Brandon Applewhite scite author profile

Background: The arteriovenous fistula (AVF) is the preferred hemodialysis access for end-stage renal disease (ESRD) patients. Yet, establishment of a functional AVF presents a challenge, even for the most experienced surgeons, since postoperative stenosis frequently occludes the AVF. Stenosis results from the loss of compliance in fibrotic areas of the fistula which turns intimal hyperplasia into an occlusive feature.
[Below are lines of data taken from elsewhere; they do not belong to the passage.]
PR #797, opened 2021-06-07
fix: Rescue error in Faraday instrumentaion

aislinncronin:
We have added some customizations to OTel ruby in our projects and noticed errors in the faraday instrumentation causing our deployments to fail.  The errors being thrown did need to be fixed, but ideally OTel would fail gracefully and log the error to allow deployments to go ahead.
The specific error we experienced was
`#<NameError: uninitialized constant OpenTelemetry::Common>`

### DIFF
--- a/instrumentation/faraday/lib/opentelemetry/instrumentation/faraday/middlewares/tracer_middleware.rb
+++ b/instrumentation/faraday/lib/opentelemetry/instrumentation/faraday/middlewares/tracer_middleware.rb
@@ -50,6 +50,9 @@ module OpenTelemetry
             instrumentation_attrs.merge(
               OpenTelemetry::Common::HTTP::ClientContext.attributes
             )
+          rescue StandardError => e
+            OpenTelemetry.logger.debug("[Faraday] Error creating span attrs: #{e}")
+            {}
           end
 
           def tracer


robertlaurin:
Hey @aislinncronin I think this might be the fix we want here https://github.com/open-telemetry/opentelemetry-ruby/pull/798

I'm curious this scenario was reached though, the SDK requires `common` during configuration.  https://github.com/open-telemetry/opentelemetry-ruby/blob/302ae8a95cdc865da42325e2f5a8dc270f202b7c/sdk/lib/opentelemetry/sdk.rb#L8

Are you perchance using the instrumentation libraries without the `opentelemetry-sdk` ?

aislinncronin:
@robertlaurin  we have a use-case where we need to add the faraday middleware to a connection that is instantiated before OTel is loaded/configured.  Seeing your fix in #798 however makes me think that requiring the sdk when we do this could have been the proper fix for us 🤔  thank you!

robertlaurin:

Fibrotic remodeling depends on deposition and crosslinking of collagen by lysyl oxidase (LOX), an enzyme that catalyzes the deamination of lysine and hydroxylysine residues, facilitating intra/intermolecular covalent bonds. We postulate that pharmacological inhibition of lysyl oxidase (LOX) increases postoperative venous compliance and prevents stenosis in a rat AVF model. Methods: LOX gene expression and vascular localization were assayed in rat AVFs and human pre-access veins, respectively. Collagen crosslinking was measured in humans AVFs that matured or failed, and in rat AVFs treated with β-aminopropionitrile (BAPN), an irreversible LOX inhibitor. BAPN was either injected systemically or delivered locally around rat AVFs using nanofiber scaffolds. The major endpoints were AVF blood flow, wall fibrosis, collagen crosslinking, and vascular distensibility. Results: Non-maturation of human AVFs was associated with higher LOX deposition in pre-access veins (N=20, P=0.029), and increased trivalent crosslinks (N=18, P=0.027) in human AVF tissues. Systemic and local inhibition of LOX increased AVF distensibility, while reducing wall fibrosis and collagen crosslinking in rat fistulas. Conclusions: Our results demonstrate that BAPN-mediated inhibition of LOX significantly improves vascular remodeling in experimental fistulas.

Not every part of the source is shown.